#### Data to use ####

PR #4633, opened 2019-07-19
Support simultaneous dev containers

rmol:
## Status

Ready for review

## Description of Changes

Teach dev-shell to use a prefix for ports exposed in the dev containers, when necessary. This permits running multiple container-based tasks (anything run with dev-shell in the Makefile) simultaneously.

For example, if you run `make dev` with no other containers running, VNC will be on 5909, the source interface on 8080, and the journalist interface on 8081. If you then run `make test` while that container is running, the test container's services should be available at 15909, 18080, and 18081. Obviously the number of containers we can run with this simple scheme is limited, but probably sufficient.

## Testing

- Check out this branch.
- Run `make dev`.
- In another shell, run `make test`. You should see a notice that the container used for running tests will be offering services on different ports, e.g.:
```
************************************************************
Exposed Docker ports will be available on localhost prefixed
with "1", e.g. 18080 for the source interface, and 
18081 for the journalist interface.
************************************************************
```

The tests should run, and you should be able to interact with the dev servers normally.

## Deployment

This should only affect development activities using `dev-shell`.

### DIFF
--- a/securedrop/bin/dev-shell
+++ b/securedrop/bin/dev-shell
@@ -11,17 +11,15 @@ export PATH="/opt/venvs/securedrop-app-code/bin:$PATH"
 TOPLEVEL=$(git rev-parse --show-toplevel)
 BASE_OS=xenial
 
-function docker_image() {
-
 ## Get a short identifier for the working directory
 hashpath() {
     pwd | sum | awk '{print $1}'
 }
 
-## Get an integer prefix for exposed ports, to support running dev and
-## test, or containers from different directories simultaneously
+## Get an integer prefix for exposed ports, to support multiple containers
+
 get_port_prefix() {
-    port_prefix="${PORT_PREFIX:-}"
+    port_prefix="${PORT_PREFIX:-1}"
     tries=0
     while true
     do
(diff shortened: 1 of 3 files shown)


securedrop/bin/dev-shell
```diff
@@ -6,53 +6,91 @@
...
            -e PAGE_LAYOUT_LOCALES \
+           -e REPOROOT \
            --user "${USER:-root}" \
-           --volume "${TOPLEVEL}:${TOPLEVEL}" \
-           --workdir "${TOPLEVEL}/securedrop" \
-           --name securedrop-dev \
-           -ti ${DOCKER_RUN_ARGUMENTS:-} "securedrop-test-${1}-py${2}" "${@:3}"
+           --volume "${REPOROOT}:${REPOROOT}" \
+           --workdir "${REPOROOT}/securedrop" \
+           --name "sd-$(uuid)" \
```
zenmonkeykstop: The executable `uuid` wasn't present on my debian-9 dev VM, it had to be installed for the second container to be triggered. Is there any reason not to use, say, $port_prefix here instead?

rmol: Nope. It works find with the port prefix.

rmol:
I can't repro the inability to interrupt the container. I was seeing that a few weeks ago, outside the context of this PR, but Docker's been updated a couple of times since (on my Debian 9 system). Maybe check that it's current on your system.

rmol:
I've added a change to set the Flask ports from environment variables, but this means that what I'd intended as a small dev-only convenience turns into something that affects production. Not a huge deal, so if you're inclined, take a look and let me know if you think the extra usability is worth it. If so, we should probably table this until it can be scheduled properly.

zenmonkeykstop:
Maybe one way to avoid the production code change would be to explicitly set the ports per-Makefile target (`dev` always runs on 8080/8081, `test` on 18080/18081, random invocations of dev-shell on 2* or higher). That we we get multiple dev docker instances, but with the manage.py output still being accurate.

zenmonkeykstop:
Rebased this and rolled back the manage.py changes, opting instead to set it up to always have the `make dev` container use (5909,8080-8081) and other dev-shell spawned containers use higher ports (18080, 28080 etc). Test plan is unchanged.

rmol:
Thanks for resurrecting this one. With the latest revision, I was able to concurrently start several things: the dev server, a couple of test runs, translation tests, translator listings, and an update of pip requirements. 

When you get to ports above 64k, Docker throws this error:
```
docker: invalid publish opts format (should be name=value but got '127.0.0.1:65909:5909').
```
It's just bad error messaging, which was [fixed a few days ago](https://github.com/docker/cli/pull/2251). It's probably not useful to be running that many dev-shell things concurrently anyway; my machine was slowing down. 

I'd say :shipit: but we could also rework the port numbering scheme. What do you think?

zenmonkeykstop:
Updated port numbering scheme so successive containers use a port offset of 100 - first make test is 8180, next is 8280 etc. Now you can go completely nuts on containers :laughing: .

rmol:
The new port numbering scheme looks good. Numerous containers, VNC, everything worked in my testing. Now we just need a third party to approve.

####

__Activity__.
Each record must be output word for word.

__Result of this exercise__.
PR #4633, opened 2019-07-19
Support simultaneous dev containers

rmol:
## Status

Ready for review

## Description of Changes

Teach dev-shell to use a prefix for ports exposed in the dev containers, when necessary. This permits running multiple container-based tasks (anything run with dev-shell in the Makefile) simultaneously.

For example, if you run `make dev` with no other containers running, VNC will be on 5909, the source interface on 8080, and the journalist interface on 8081. If you then run `make test` while that container is running, the test container's services should be available at 15909, 18080, and 18081. Obviously the number of containers we can run with this simple scheme is limited, but probably sufficient.

## Testing

- Check out this branch.
- Run `make dev`.
- In another shell, run `make test`. You should see a notice that the container used for running tests will be offering services on different ports, e.g.:
```
************************************************************
Exposed Docker ports will be available on localhost prefixed
with "1", e.g. 18080 for the source interface, and 
18081 for the journalist interface.
************************************************************
```

The tests should run, and you should be able to interact with the dev servers normally.

## Deployment

This should only affect development activities using `dev-shell`.

### DIFF
--- a/securedrop/bin/dev-shell
+++ b/securedrop/bin/dev-shell
@@ -11,17 +11,15 @@ export PATH="/opt/venvs/securedrop-app-code/bin:$PATH"
 TOPLEVEL=$(git rev-parse --show-toplevel)
 BASE_OS=xenial
 
-function docker_image() {
-
 ## Get a short identifier for the working directory
 hashpath() {
     pwd | sum | awk '{print $1}'
 }
 
-## Get an integer prefix for exposed ports, to support running dev and
-## test, or containers from different directories simultaneously
+## Get an integer prefix for exposed ports, to support multiple containers
+
 get_port_prefix() {
-    port_prefix="${PORT_PREFIX:-}"
+    port_prefix="${PORT_PREFIX:-1}"
     tries=0
     while true
     do
(diff shortened: 1 of 3 files shown)


securedrop/bin/dev-shell
```diff
@@ -6,53 +6,91 @@
...
            -e PAGE_LAYOUT_LOCALES \
+           -e REPOROOT \
            --user "${USER:-root}" \
-           --volume "${TOPLEVEL}:${TOPLEVEL}" \
-           --workdir "${TOPLEVEL}/securedrop" \
-           --name securedrop-dev \
-           -ti ${DOCKER_RUN_ARGUMENTS:-} "securedrop-test-${1}-py${2}" "${@:3}"
+           --volume "${REPOROOT}:${REPOROOT}" \
+           --workdir "${REPOROOT}/securedrop" \
+           --name "sd-$(uuid)" \
```
zenmonkeykstop: The executable `uuid` wasn't present on my debian-9 dev VM, it had to be installed for the second container to be triggered. Is there any reason not to use, say, $port_prefix here instead?

rmol: Nope. It works find with the port prefix.

rmol:
I can't repro the inability to interrupt the container. I was seeing that a few weeks ago, outside the context of this PR, but Docker's been updated a couple of times since (on my Debian 9 system). Maybe check that it's current on your system.

rmol:
I've added a change to set the Flask ports from environment variables, but this means that what I'd intended as a small dev-only convenience turns into something that affects production. Not a huge deal, so if you're inclined, take a look and let me know if you think the extra usability is worth it. If so, we should probably table this until it can be scheduled properly.

zenmonkeykstop:
Maybe one way to avoid the production code change would be to explicitly set the ports per-Makefile target (`dev` always runs on 8080/8081, `test` on 18080/18081, random invocations of dev-shell on 2* or higher). That we we get multiple dev docker instances, but with the manage.py output still being accurate.

zenmonkeykstop:
Rebased this and rolled back the manage.py changes, opting instead to set it up to always have the `make dev` container use (5909,8080-8081) and other dev-shell spawned containers use higher ports (18080, 28080 etc). Test plan is unchanged.

rmol:
Thanks for resurrecting this one. With the latest revision, I was able to concurrently start several things: the dev server, a couple of test runs, translation tests, translator listings, and an update of pip requirements. 

When you get to ports above 64k, Docker throws this error:
```
docker: invalid publish opts format (should be name=value but got '127.0.0.1:65909:5909').
```
It's just bad error messaging, which was [fixed a few days ago](https://github.com/docker/cli/pull/2251). It's probably not useful to be running that many dev-shell things concurrently anyway; my machine was slowing down. 

I'd say :shipit: but we could also rework the port numbering scheme. What do you think?

zenmonkeykstop:
Updated port numbering scheme so successive containers use a port offset of 100 - first make test is 8180, next is 8280 etc. Now you can go completely nuts on containers :laughing: .

rmol:
The new port numbering scheme looks good. Numerous containers, VNC, everything worked in my testing. Now we just need a third party to approve.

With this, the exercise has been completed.